The flushing time memory 23d stores the flushing interval T (see FIG. 5), the flushing interval T being calculated based on a cap drying coefficient α stored in the drying coefficient storage memory 23c and the dryness limit value β1 stored in the dryness limit value memory 24b, as described later. When the flushing interval T is below a time interval TA stored in the flushing interval memory 24a (described later), a periodic purging process (S24) is performed.

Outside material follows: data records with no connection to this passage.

PR #233, opened 2026-01-28
Add PR Dependency check workflow

bkhouri:
While working on a project, I tend to build one PR on top of another.    And although The later PR can be merged and include all the child PR, it's not ideal as it can lead to the "parent" PR being closed without having any references to approval - as the approvals were given in a child PR.

Sometimes SwiftPM PR's are depend on a change in https://github.com/swiftlang/swift-build, or even changes in https://github.com/swiftlang/swift

Here's are examples of the two scenarios:
- https://github.com/swiftlang/swift-package-manager/pull/9039
- https://github.com/swiftlang/swift-package-manager/pull/9417
- https://github.com/swiftlang/swift-package-manager/pull/8092

PR #270, opened 2026-04-29
extract PR Dependency Check for github-workflows into its own file

justice-adams-apple:
This is a fix for https://github.com/swiftlang/github-workflows/pull/233/

Because the Pr dependency check has different triggers, extract it into it's own file for this repository that way we can use the proper triggering syntax when PR's are opened


FranzBusch (approved):

shahmishal:
Thanks @justice-adams-apple

shahmishal (approved):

The nozzle dryness memory 23e stores a nozzle dryness β of the nozzles of the print head 65, which is obtained from the nozzle dryness table 22b (see FIG. 4B) based on a cap drying coefficient α stored in the drying coefficient storage memory 23c and a capped time. When the nozzle dryness β is equal to or above the dryness limit value β1, a periodic flushing process (S27) is performed. After the periodic flushing process (S27), a periodic purging process (S24) and a printing process are performed, ink is ejected or sucked from the nozzles of the print head 65, and thus, the ejecting state of the nozzles is recovered. Accordingly, the value in the nozzle dryness memory 23e is set to “100,” which is a minimum value, after these processes are performed.

The EEPROM 24 includes a flushing interval memory 24a and a dryness limit value memory 24b. Values to be stored in the flushing interval memory 24a and the dryness limit value memory 24b can be freely set via the operation panel 3.

The flushing interval memory 24a stores a minimum value of the flushing interval T between a latest periodic flushing process and a next periodic flushing process (S27 in FIG. 6). In this example, “TA” is set as the minimum value of the flushing interval T. When the flushing interval T stored in the flushing time memory 23d is equal to or below the minimum value TA, a periodic purging process (S24 in FIG. 6) is performed.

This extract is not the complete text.